### PROBLEM REQUIREMENTS
A single stretch of the material below is to be transcribed exactly, starting at the line with "3. Query string" and ending after the line with "## Definitions".

### THE RECORDS
********
Issue #1262, opened 2019-03-29
Review app should be able to include code from legacy repos


hannalaakso:
Spiked in https://github.com/alphagov/govuk-frontend/issues/1158

## Problem 
We want to be able to switch including the legacy repos in review app on and off to give us confidence that we're not breaking things in various states (compability mode, legacy code included) when we make the WGAG 2.1 changes to styles and components. Various people in the team need to be able to test the changes in various states.

This work will also be valuable going forward when testing changes to components. We should ideally look at adding automated visual regression testing soon.

## Solution
We discussed toggling the states in three different ways:
1. UI component toggle
 - Pro: Not having to know what values/pages are needed for toggling
- Con: Can't link to pages, either rely on JS or pass this to backend in form. 
2. Separate page to have values on/off
- Pro: Linkable. Would limit to certain number of pages.
- Con: Would have to limit number of pages this would work on. Manually having to add this to page templates.
3. Query string in URL to set eg. `/?legacy=on`
- Pro: Linkable. Easy to use with range of pages.
- Con: Having to know what values to use. Not knowing what default is unless you read docs. 

We decided to go with 3 as this is the most flexible on. We will allow both legacy code and compatibility mode to be toggled on/off with a query string.

## States

There will therefore be four scenarios to test:
 ~1. Compatibility mode on, legacy repos not included
       - Use the existing colour palette
       - Use the new focus styles~
  2. Compatibility mode off, legacy repos not included
       - Use the new colour palette
       - Use the new focus styles
  3. Compatibility mode on, legacy repos included
       - Use the existing colour palette
       - Use the new focus styles
       - Optional: Include some components from legacy repos on the page
~4. Compatibility mode off, legacy repos included
       - Use the new colour palette
       - Use the new focus styles~

Irrelevant ones ~crossed out~

## Definitions

By compatibility mode we mean [this](https://github.com/alphagov/govuk-frontend/blob/master/docs/installation/installing-with-npm.md#compatibility-mode).

By legacy repos we mean:
- https://github.com/alphagov/govuk_frontend_toolkit
- https://github.com/alphagov/govuk_elements
- https://github.com/alphagov/govuk_template

## Checklist
- [x] Add legacy styles to review app
- [x] Create legacy stylesheets
- [x] Add tasks to compile legacy sass stylesheets
- [x] Allow template CSS to be included in layout
- [x] Configure Express to process query strings and pass these into view if compatibility/legacy
[...]

PR #1279, opened 2019-04-17
Conditionally load in legacy stylesheets along with govuk-frontend

aliuk2012:
Legacy mode is a means to test legacy css (GOV.UK Elements, GOV.UK template
etc.) along side govuk-frontend.  The review app will by default only use
govuk-frontend. However, if you add the query string of `?legacy=1` to
the url, the application should load govuk-elements, govuk-template and
govuk-frontend. eg `https://govuk-frontend-review-pr-1279.herokuapp.com/?legacy=1`

It should also remember the mode as you navigate through
the review app.

Part of https://github.com/alphagov/govuk-frontend/issues/1262

### DIFF
--- a/app/app.js
+++ b/app/app.js
@@ -71,6 +71,17 @@ module.exports = (options) => {
   // Handle the banner component serverside.
   require('./banner.js')(app)
 
+  // Define middleware for all routes
+  app.use('*', function (request, response, next) {
+    response.locals.legacy = request.query['legacy'] === '1'
+    if (response.locals.legacy) {
+      response.locals.legacy_query = '?legacy=1'
+    } else {
+      response.locals.legacy_query = ''
+    }
+    next()
+  })
+
   // Define routes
********
### RESULT FOR THIS TASK
3. Query string in URL to set eg. `/?legacy=on`
- Pro: Linkable. Easy to use with range of pages.
- Con: Having to know what values to use. Not knowing what default is unless you read docs. 

We decided to go with 3 as this is the most flexible on. We will allow both legacy code and compatibility mode to be toggled on/off with a query string.

## States

There will therefore be four scenarios to test:
 ~1. Compatibility mode on, legacy repos not included
       - Use the existing colour palette
       - Use the new focus styles~
  2. Compatibility mode off, legacy repos not included
       - Use the new colour palette
       - Use the new focus styles
  3. Compatibility mode on, legacy repos included
       - Use the existing colour palette
       - Use the new focus styles
       - Optional: Include some components from legacy repos on the page
~4. Compatibility mode off, legacy repos included
       - Use the new colour palette
       - Use the new focus styles~

Irrelevant ones ~crossed out~

## Definitions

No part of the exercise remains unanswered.